Thread vs Stream what is the difference?

I am quite puzzled looking at Thread and Stream (CUDA Toolkit 3.2).
Can somebody explain me what is the differences/similarities between these 2 objects?

Streams are a feature of the CUDA APIs which allow for concurrent operations within a single GPU context. Initially this was limited to overlapping copying with kernel execution, but on Fermi hardware it has been extended to permit (resources allowing) concurrent kernel execution on a GPU.

On the GPU, a thread is the basic execution element. You write kernel code for a single thread, tell the device how you want those threads assembled into blocks and how many blocks you wish to run, and the execution model collects SIMD groupings (“warps”) of threads and schedules them on multiprocessors.

The GPU hardware has NO knowledge about a “Stream”, It only knows about spawning threads and executing kernels.

Contexts and Streams are NVIDIA Driver related. A stream is an in-order channel of GPU operations.
Every context has a default stream.
However sometimes the application might need to leverage certain GPU features like:

  1. Concurrent memory copy and Kernel execution
  2. Concurrent kernel execution
    To leverage this, NVIDIA driver allows for multiple streams of execution inside a single GPU context.

Hope this helps,

Thanks avidday and Sarnath.

So in my context of performing FFT (simple 1D R2C), the cuFFT library takes care of the threads, while I can use Streams through the cuffSetStream().

You mention that may be


In my case the deviceQuery SDK code mention for my GTX460 that

  1. Concurrent Copy & Execution = Yes

  2. Concurrent Kernel execution = Yes

But should I use cudaSetDeviceFlags and how I find the right flag ??



No that shouldn’t be necessary.
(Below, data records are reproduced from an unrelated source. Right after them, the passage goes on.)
Issue #1781, opened 2021-10-29
Redshift Create Temp Table Parsing Errors


tdstark:
## Expected Behaviour
While linting Redshift SQL from the command line, SQLFluff ought to be able to parse `CREATE TEMP TABLE ... AS ()` statements using the `redshift` dialect.

## Observed Behaviour
SQLFluff throws unparsable error: `Found unparsable section:`.

## Steps to Reproduce
Using the `redshift` dialect command line arg, run a SQL statement similar to:
```
DROP TABLE IF EXISTS tmp_table;
CREATE TEMP TABLE tmp_table AS (
    SELECT
         campaign_id,
         recipient_type
    FROM (
             SELECT
                 campaign_id,
                 recipient_type,
                 (
                     ROW_NUMBER() OVER (
                        PARTITION BY campaign_id ORDER BY created_at DESC
                    )
                 ) AS sequence
             FROM table2
        )
    WHERE sequence = 1
);
```

## Dialect
Redshift

## Version
sqlfluff version  `0.7.1`, Python version `3.6.9`

## Configuration
Default configuration

PR #1785, opened 2021-10-30
Add CREATE TABLE AS to Postgres and Redshift

tdstark:
### Summary
This PR fixes issue #1781 by adding CREATE TABLE AS into the Postgres dialect. These changes will be inherited by Redshift dialect. In addition, test cases were added to check for compatibility with and without parenthesis surrounding the select statement.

Just use the runtime API Streams API to create as many streams as you need for concurrent copying and execution, and pass the streams to CUFFT and the copy APIs as per the documentation. If you want to see how streams can work in practice, have a look at the SDK simpleStreams example.

Thanks. I had a look at the simpleStreams example. It is already quite complicated for a new in the field.

I have recently write a topic in this forum to see I am doing correctly. Had you have a look at it? I have no reply yet.


I don’t use CUFFT at all, I can’t help you with that sort of performance tuning.